I determined that I would not infect my young with arachnophobia (among other colourful and varied madnesses with which I share more than a passing acquaintance). So when I came across a fat, sharp-angled redback in the compost bin one day, I called my tiny girl to me. I drew steady breaths and spoke in soft, measured tones.

"Look at the redback spider. We know that this one's a girl, because only the girls have the big red stripe on their abdomen. Isn't she interesting? Yes, but we never touch redbacks, do we? No, they're very dangerous."

She is interested. She is calm and relaxed as she examines the spider, suspended in its ragged web. Then she moves; shifts her weight slightly; leans forward and suddenly I am grabbing her in panic; snapping at her, "Don't touch it!" She shrinks back inside herself and I apologise. I explain as best I can.

She is fine. She is not afraid, but she no longer wants to look at the spider. She prances away, back to her game. And I know that while I have not yet transmitted my fear to her; a latent, primal force has been triggered and she will never again look upon a spider with a wholly quiet mind.

Sunday, 2 November 2008

The Spiderpup Chronicles - An Unexpected Discovery

This tale begins with what is, sadly, one of my earliest memories. Cue the fog machine and the eerie flashback music.

Now, picture me, a tiny little girl with golden hair. I am standing in the backyard, facing my mother and older sister. They are grinning and stifling laughter. I do not yet know the word 'conspiracy'. I am merely appreciative of their unprecedented joint attention, if a little confused.

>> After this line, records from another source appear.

PR #2042, opened 2020-03-03
Enable hwfc for Quectel modem during runtime and add support for EG91-EX

YutingYou:
### Problem

The pre-production B5SoM boards don't support hardware flow control. To distinguish them from the new b5som boards, we're going to automatically enable hwfc by detecting the hardware version. 

This PR adds two features:
1. Enable hwfc for Quectel modem during runtime
2. Add support for EG91-EX

### Steps to Test

We don't have the new B5SoM boards on hand, provide a rough test app.

### Example App

```
#include "application.h"
#include "deviceid_hal.h"
#include "exflash_hal.h"

SYSTEM_MODE(MANUAL);

Serial1LogHandler logHandler(115200, LOG_LEVEL_ALL, {
    {"app", LOG_LEVEL_ALL},
    {"ncp", LOG_LEVEL_ALL},
    {"hal.ble", LOG_LEVEL_WARN},
    {"lwip", LOG_LEVEL_WARN},
    {"ot", LOG_LEVEL_WARN},
    {"sys", LOG_LEVEL_WARN},
    {"system", LOG_LEVEL_WARN}}
);

void setup(void) {
}

void loop() {
    uint8_t hw_data[4] = {};
    int r = hal_exflash_read_special(HAL_EXFLASH_SPECIAL_SECTOR_OTP, 32, hw_data, sizeof(hw_data));
    if (!r) {
        Log.info("OTP area dump: NCP_ID: %x HW_VER: %x Feature_Flags: %x %x", hw_data[0], hw_data[1], hw_data[2], hw_data[3]);
    } else {
        Log.error("r: %d", r);
    }

    uint32_t hw_version;
    if (hal_get_device_hw_version(&hw_version, nullptr) == SYSTEM_ERROR_NONE) {
        Log.info("hw version: %d", hw_version);
        if (hw_version== hw_data[1]) {
            Log.info("TEST PASSED!");
        } else {
            Log.info("TEST FAILED!");
        }
    } else {
        Log.info("TEST FAILED!");
    }

    delay(10000);
}
```

### References

[CH47749]

---

### Completeness

- [ ] Added documentation


hal/inc/deviceid_hal.h
```diff
@@ -83,6 +83,11 @@ int hal_get_device_serial_number(char* str, size_t size, void* reserved);
 // TODO: Move this function to an appropriate module
 int hal_get_device_secret(char* data, size_t size, void* reserved);
 
+/**
+ * Get the device's hardware version.
+ */
+int hal_get_device_hw_version();
```
avtolstoy: Let's instead use `int hal_get_device_hw_revision(uint32_t* revision, void* reserved)` and return `system_error_t` instead.

hal/src/b5som/network/quectel_ncp_client.cpp
```diff
@@ -84,7 +85,7 @@ inline system_tick_t millis() {
 }
 
 const auto QUECTEL_NCP_DEFAULT_SERIAL_BAUDRATE = 115200;
-const auto QUECTEL_NCP_RUNTIME_SERIAL_BAUDRATE = 115200;
+const auto QUECTEL_NCP_RUNTIME_SERIAL_BAUDRATE = 460800;
```
avtolstoy: Let's not make this change for now.

hal/src/b5som/network/quectel_ncp_client.cpp
```diff
@@ -114,7 +115,15 @@ int QuectelNcpClient::init(const NcpClientConfig& conf) {
     conf_ = static_cast<const CellularNcpClientConfig&>(conf);
 
     // Initialize serial stream
-    auto sconf = SERIAL_8N1 | SERIAL_FLOW_CONTROL_NONE; // TODO: replace with SERIAL_FLOW_CONTROL_RTS_CTS when HW is fixed.
+    auto sconf = SERIAL_8N1;
+
+    // Hardware version
+    // V003 - 0x00 (disable hwfc)
+    // V004 - 0x01 (enable hwfc)
+    if (hal_get_device_hw_version() > 0x00) {
```
avtolstoy: Let's do the opposite: if the revision is specifically V003 - disable hwfc, in all the other cases - enable.

hal/src/nRF52840/deviceid_hal.cpp
```diff
@@ -78,6 +79,19 @@ int hal_get_device_serial_number(char* str, size_t size, void* reserved)
...
 
+int hal_get_device_hw_version()
+{
+    // HW Data format: | NCP_ID | HW_VERSION | HW Feature Flags |
+    //                 | byte 0 |   byte 1   |    byte 2/3      |
+    uint8_t hw_data[4] = {};
+    int r = hal_exflash_read_special(HAL_EXFLASH_SPECIAL_SECTOR_OTP, HW_DATA_OTP_ADDRESS, hw_data, 4);
+
+    if (r != 0 || hw_data[1] == 0xFF) {
+        return -1;
```
avtolstoy: `system_error_t` codes should be used instead.

hal/src/b5som/network/quectel_ncp_client.cpp
YutingYou: Reverted

hal/src/b5som/network/quectel_ncp_client.cpp
YutingYou: Fixed

hal/src/nRF52840/deviceid_hal.cpp
YutingYou: Fixed

hal/inc/deviceid_hal.h
YutingYou: Fixed

hal/src/b5som/network/quectel_ncp_client.cpp
```diff
@@ -685,21 +696,30 @@ int QuectelNcpClient::initReady() {
...
+    if (ncpId() == PLATFORM_NCP_QUECTEL_EG91_E || \
+        ncpId() == PLATFORM_NCP_QUECTEL_EG91_NA || \
+        ncpId() == PLATFORM_NCP_QUECTEL_EG91_EX) {
         CHECK_PARSER(parser_.execCommand("AT+QDSIM=0"));
     }
 
     // Enable flow control and change to runtime baudrate
-    // TODO: Uncomment when hardware is rev'd to fix CTS/RTS swap.
-    // CHECK_PARSER(parser_.execCommand("AT+IFC=2,2"));
-    CHECK(changeBaudRate(QUECTEL_NCP_RUNTIME_SERIAL_BAUDRATE));
```
avtolstoy: Do we need to remove this?

YutingYou: It should be 
```
    // Enable flow control and change to runtime baudrate
    auto runtimeBaudrate = QUECTEL_NCP_DEFAULT_SERIAL_BAUDRATE;
    uint32_t hwVersion = 0xFF;
    hal_get_device_hw_version(&hwVersion, nullptr);
    if (hwVersion == 0x00) {
        CHECK_PARSER(parser_.execCommand("AT+IFC=0,0"));
    } else {
        runtimeBaudrate = QUECTEL_NCP_RUNTIME_SERIAL_BAUDRATE;
        CHECK_PARSER(parser_.execCommand("AT+IFC=2,2"));
    }
    CHECK(changeBaudRate(runtimeBaudrate));
```
If we want to change baudrate to 460800, we can simply change `QUECTEL_NCP_RUNTIME_SERIAL_BAUDRATE`

avtolstoy: Ah, sorry, I've missed it. :+1:

hal/src/b5som/network/quectel_ncp_client.cpp
```diff
@@ -114,7 +115,17 @@ int QuectelNcpClient::init(const NcpClientConfig& conf) {
...
     // Initialize serial stream
-    auto sconf = SERIAL_8N1 | SERIAL_FLOW_CONTROL_NONE; // TODO: replace with SERIAL_FLOW_CONTROL_RTS_CTS when HW is fixed.
+    auto sconf = SERIAL_8N1 | SERIAL_FLOW_CONTROL_RTS_CTS;
+
+    // Hardware version
+    // V003 - 0x00 (disable hwfc)
+    // V004 - 0x01 (enable hwfc)
+    uint32_t hwVersion = 0xFF;
+    hal_get_device_hw_version(&hwVersion, nullptr);
+    if (hwVersion == 0x00) {
```
avtolstoy: Let's make sure we check the return code from `hal_get_device_hw_version` as well. In `initReady()` as well.

avtolstoy: Also, the revisions ideally should be declared somewhere, instead of using magic codes.

YutingYou: What about adding this to `deviceid_hal.h`?
```
// Undefine hardware version
#define HAL_VERSION_UNDEFINED 0xFF
```

avtolstoy: That's fine, but I'd probably add B5 SoM hw revision v003 somewhere instead.

YutingYou: Since it only belongs to B5SoM, I'll add `#define HAL_VERSION_B5SOM_V003 0x00` to `quectel_ncp_client.cpp`, do you think so?

avtolstoy: That's ok. Prefer constants vs defines though.

YutingYou: Fixed

YutingYou: Fixed

hal/src/b5som/network/quectel_ncp_client.cpp
YutingYou: Fixed

hal/src/b5som/network/quectel_ncp_client.cpp
```diff
@@ -117,12 +124,9 @@ int QuectelNcpClient::init(const NcpClientConfig& conf) {
...
     auto sconf = SERIAL_8N1 | SERIAL_FLOW_CONTROL_RTS_CTS;
 
-    // Hardware version
-    // V003 - 0x00 (disable hwfc)
-    // V004 - 0x01 (enable hwfc)
-    uint32_t hwVersion = 0xFF;
-    hal_get_device_hw_version(&hwVersion, nullptr);
-    if (hwVersion == 0x00) {
+    uint32_t hwVersion = HW_VERSION_UNDEFINED;
+    CHECK(hal_get_device_hw_version(&hwVersion, nullptr));
```
avtolstoy: `CHECK()` will return from function in case of failure, we should probably just resort to the default behavior.

YutingYou: That's why I didn't add `CHECK` but using a default value. But I agree with your idea that adding `CHECK` here, if we're using B5SoM_V003 and reading flash data failed for some reason, we shouldn't enable HW flow control.

YutingYou: Or we can combine these two conditions to not using HWFC

avtolstoy: We should, that is the point. The default behavior should be with flow control. Only if the revision is 100% the affected one we should enable it.

YutingYou: We can simply remove `CHECK()` here?

avtolstoy: Yes, but we do need to check the return code from `hal_get_device_hw_version()`. So the condition for disabling for flow control becomes:
`if (ret == SYSTEM_ERROR_NONE && hwVersion == HAL_VERSION_B5SOM_V003)`

YutingYou: Fixed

"Take a step backwards," they giggle. I do as they say, giggling along with them.

"Okay, take another step...and don't turn around!...Take another step...Another one...and one more...Okay, turn around...NOW!"

I turn, excited by the delightful surprise that their gleeful demeanor surely promises.

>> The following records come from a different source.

PR #2045, opened 2020-03-09
OTA adjustments for Argon

sergeuz:
### Problem

1. Reduce the maximum number of firmware chunks that can be requested by an Argon during OTA from 40 to 20. Argon doesn't seem to be able to receive more than 25 chunks from a given flight of chunks, which causes it to drop `UpdateDone` messages repeatedly.

2. Do not wait for an ACK for a `ChunkMissed` message synchronously. This causes the comms library to drop packets and blocks the system loop during OTA.

3. Rework logging in the OTA code so that it's easier to debug.

### References

- [ch48671]

### DIFF
--- a/communication/inc/protocol.h
+++ b/communication/inc/protocol.h
@@ -232,11 +232,6 @@ protected:
 	}
 
 	/**
-	 * The number of missed chunks to send in a single flight.
-	 */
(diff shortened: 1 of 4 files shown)


avtolstoy:
@sergeuz Do we want to adjust number of chunks for other platforms as well?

Do I even need to tell you that there, only inches from my sweet, chubby little face, was a spider as big as my hand, hanging in a web, that in my memory covers the whole of the recessed section of the back wall of our house?

I scream. Stagger. Fall. My mother and sister laugh themselves silly. I cry. I discover betrayal. I am outraged, but I am also forced to accept the still amused comfort of my mother, because I am a little girl, sobbing, and she is everything to me.